Although I’m fond of using the following chart when writing or presenting about the benefits of electric vehicles, this comment made me realize that we’ve never written a deep dive (or even a shallow dive) on the economic benefits of EVs.

eur oil expensese per dayImage by Nissan Europe

So, here we are — below is an initial look at how electric transport could considerably boost certain economies — especially Europe and the USA. If anyone wants to take the idea further with California, Florida, the UK, Australia, or other locations, I’d love to see the results.

Notably, if certain economies are benefiting from a switch to electrification (away from oil-based fuels), that means others are losing out. Oil-rich countries and billionaire oil barons are the most obvious parties that will have a tough time adjusting, but there will also be ramifications in many other sectors of society, as oil company investors lose cash, oil industry workers lose their jobs, etc. That said, it seems extremely likely that the net effect will be broader distribution of wealth — which I count as a good thing.

Starting with Europe, in the chart above you can see that at one point Europe was exporting approximately €1 billion of cash each day in return for oil. With oil prices falling, among other things, the daily price tag has apparently dropped to ~€525 million a day for the European Union (including the UK). That’s still nothing to scoff at. That comes to ~€200 billion per year. It’s approximately 1–1.5% of European Union GDP.

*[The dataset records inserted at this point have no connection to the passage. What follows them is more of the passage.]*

PR #6718, opened 2018-03-30
Set default metricsets in Docker module

ruflin:
The following metricests are set as default: `container`, `cpu`, `diskio`, `healthcheck`, `info`, `memory` and `network`. `image` is not set as default.

### DIFF
--- a/metricbeat/module/docker/_meta/config.yml
+++ b/metricbeat/module/docker/_meta/config.yml
@@ -1,13 +1,5 @@
 - module: docker
-  metricsets: ["container", "cpu", "diskio", "healthcheck", "info", "memory", "network"]
   hosts: ["unix:///var/run/docker.sock"]
-  period: 10s
 
   # Replace dots in labels with `_`. Set to false to keep dots
   labels.dedot: true
-
-  # To connect to Docker over TLS you must specify a client and CA certificate.
-  #ssl:
-    #certificate_authority: "/etc/pki/root/ca.pem"
-    #certificate:           "/etc/pki/client/cert.pem"
-    #key:                   "/etc/pki/client/cert.key"
--- a/metricbeat/module/docker/image/image.go
+++ b/metricbeat/module/docker/image/image.go
@@ -14,9 +14,9 @@ import (
 // init registers the MetricSet with the central registry.
 // The New method will be called after the setup of the module and before starting to fetch data
 func init() {
-	if err := mb.Registry.AddMetricSet("docker", "image", New); err != nil {
-		panic(err)
-	}
+	mb.Registry.MustAddMetricSet("docker", "image", New,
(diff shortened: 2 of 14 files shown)


ruflin:
Rebased without changelog. Changelog entry is here: https://github.com/elastic/beats/issues/6668#issuecomment-378182918 and will be added as one PR in the end.

metricbeat/module/docker/image/image.go
```diff
@@ -14,9 +14,9 @@ import (
 // init registers the MetricSet with the central registry.
 // The New method will be called after the setup of the module and before starting to fetch data
 func init() {
-	if err := mb.Registry.AddMetricSet("docker", "image", New); err != nil {
-		panic(err)
-	}
+	mb.Registry.MustAddMetricSet("docker", "image", New,
+		mb.WithHostParser(docker.HostParser),
```
jsoriano: It had no host parser before :thinking: but I guess it should have had it.

metricbeat/module/docker/_meta/config.yml
```diff
@@ -1,13 +1,5 @@
 - module: docker
-  metricsets: ["container", "cpu", "diskio", "healthcheck", "info", "memory", "network"]
   hosts: ["unix:///var/run/docker.sock"]
-  period: 10s
 
   # Replace dots in labels with `_`. Set to false to keep dots
   labels.dedot: true
```
jsoriano: This is the default, so I guess it is not needed in `config.yml`.

metricbeat/module/docker/_meta/config.yml
```diff
@@ -1,13 +1,5 @@
 - module: docker
-  metricsets: ["container", "cpu", "diskio", "healthcheck", "info", "memory", "network"]
   hosts: ["unix:///var/run/docker.sock"]
```
jsoriano: Out of the scope, but I think this should be the default.

ruflin: +1 on that.

metricbeat/module/docker/_meta/config.yml
ruflin: The reason I left this in is because we plan to change the default here in 7.0. So if it is in the config most people use, 7.0 will be less breaking for existing users.

metricbeat/module/docker/image/image.go
ruflin: Hm, good point. Yes it should have one.

ruflin:
@jsoriano See my comments. Let me know if you need changes or if it is ok to go.

metricbeat/module/docker/_meta/config.yml
jsoriano: Oh ok, right then.

jsoriano:
It is ok to go :)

EU consumers wouldn’t simply save €525 million of cash each day if they switched over to electric transport — they will have to pay for the electricity to power their electric cars, buses, scooters, bikes, etc. However, the thing about electricity is that it’s generated locally or regionally — it can even be generated on the roof of your home (via solar panels, of course). So, rather than sending €525 million each day to Saudi Arabia, Russia, Nigeria, the UAE, Canada, Iraq, Angola, Libya, etc., consumers would theoretically send cash to national or regional utilities, regional power plant owners, community solar and wind farms, or just their kids’ savings accounts.

The total wouldn’t come to €525 million, though, since electric drivetrains are approximately 3–4 times more efficient than gasoline engines. Of course, it’s hard to have a strong clue as to how transport patterns will change, which electric cars will dominate, how much electricity will cost, etc., but we can be pretty certain we will be saving money on transport once we switch 100% to electrification.

Michael Liebreich and Angus McCrone noted in a recent article that 7% of tax revenue comes from gasoline (petrol) and diesel taxes in Europe. Naturally, governments will need to find ways to get tax revenue from other sources to replace that revenue, but this matter is just about taxpayer money going to the government to go back to taxpayers via various services and infrastructure, so it’s not about net societal gains/losses from electrification.

Of course, Europe also exports oil. The thought experiment above assumes that Europe leads the way in adoption of electric vehicles and is still able to export oil. As the whole world switches to electric transport and Europe’s exports lose out in the global oil market, you have to subtract the lost export revenue from the €525 million a day noted above. However, if Europe moves to EVs more quickly than others, it could theoretically export more oil than it is exporting now, which would boost revenue for a while, pushing the net benefit above €525 million a day. Either way, as it stands right now, Europe imports a lot more oil than it exports, so a global shift to electrification in which Europe was average would be a net benefit for the region.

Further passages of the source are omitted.